Edit: It does depend on how many balls you hit too. If you hit as many as VJ, then you will go through them a lot quicker. I play 45 holes a week (shoot mid 80's), and hit another 160 or so balls on the range a week. I bought 2 gloves at the beginning of the season, and still use both of them (haven't had to replace them yet)


----------



## Fourputt

I don't use a glove because I feel like I have a better connection to the club without one... I get a better feel for how tight I'm gripping, and I get better feedback from the clubhead.  

As Steve says, excessive glove wear is usually indicative of a grip problem.


----------



## 300Yards

Ditto, Rick..no glove for me either. I believe bare hands are the only wa to go!! Nothing like a glove twisting, to mess up your swing..


----------



## cbwheeler

I found a glove that fits me perfectly recently. I'm kind of inbetween sizes so I can understand you guys that say, a glove twisting messes you up. I've experienced that on numerous occasions and used to not wear a glove because of it. But recently I found a that a Master Grip cadet large fits me .... ready for this... like a glove, 

Some glove saving tips.
- Have a spare on hand and switch out mid round when the current starts to get damp or show signs of wear.
- Undo your glove after every shot on your walk or ride down the fairway. This will keep it from getting soaked and ripping. You'll also avoid the unsightly glove tanline.
- Give you glove a chance to dry for a few minutes after your round, then stick it in a ziplock bag until the next round. This will keep it fresh so the leather doesn't get overdried and cracked.
- Last, but not least, consult a pro and fix that grip that is killing your gloves! The only way you should go through a glove every two weeks is if you play 3 times a day.

I think I've been on the same set of two gloves this whole season, including practice.

BTW Ponda, you only change your underwear every two weeks!?


----------



## stevel1017

"- Undo your glove after every shot on your walk or ride down the fairway. This will keep it from getting soaked and ripping. You'll also avoid the unsightly glove tanline."

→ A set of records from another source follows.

PR #393, opened 2016-05-27
Force glibc to use virt pid/tid

rohgarg:
This is a port of Kapil's patch set for 3.0 to 2.5. This fixes a long-standing issue with checkpointing of mutexes. The earlier fix was to use mutex wrappers in the pid plugin, but it came with a whole can of worms, which forced us to disable mutex tests.

I'm also including a minor patch to remove a stray print statement introduced in commit: 2ca794a.


ankitcse07:
When is this planned to be available in 2.5 branch ?

rohgarg:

That's the only reason I play golf, is so I can get that weird tan. Anyone can go to a beach and get a regular tan, only golfers get that tan from the elbows to the wrist on one hand and to the fingers on the other, and the shorts to the socks on the legs 

Never bet against a guy with a tan and a 1 iron


----------



## cbwheeler

Don't forget the little triangle you get on your chest from the halfway unbuttoned collar of your shirt.


----------



## 65nlovenit

Purchased one of those Swing Gloves, excellent fit and high quality leather. Also keeps me from breaking the wrist prematurely. Not cheap but its definitely helped my game. Also started doing what Cody recommends of opening it up between shots, has kept it from getting too wet from my hand sweat. Hardest part is getting it off when I'm done, like Cody it definitely fits like a glove.


----------



## 300Yards

I have tried literally every glove on that I have seen..none has ever even come close to fitting! Seeing as gloves can cost $20 or more..and since they don't seem to last very long..I would be spending almost as much on gloves per year, than what my clubs cost! I think I'll stick with the gloves, that god gave me..


----------



## Foster4

Umm its a preference thing ..i use to never wear a glove now i do as i got older. 

But always buy your glove small ..sweat and wearing it alot will strech it some to fit your hand. and 2nd of all if your gloves are tearing holes in your palm or your thumb area your grip could be wrong (but one tip i always heard was beware of the good player that has a bad grip cuz he's mastered it and makes it work) so really i can't say your grip is bad..but supposedly you want your shaft to lay in your fingers not in your palm. 

depending on how much golf you play will overall determine how many gloves you go through. I practice about every day and play about 3-4 times a week and i keep my gloves for at most a month or lil more but i change gloves alot and i always have a brand new one for any tournaments i play in. So they don't wear as fast as if i were to use the same one all the time.


----------



## Fourputt

cbwheeler said:


> I found a glove that fits me perfectly recently. I'm kind of inbetween sizes so I can understand you guys that say, a glove twisting messes you up.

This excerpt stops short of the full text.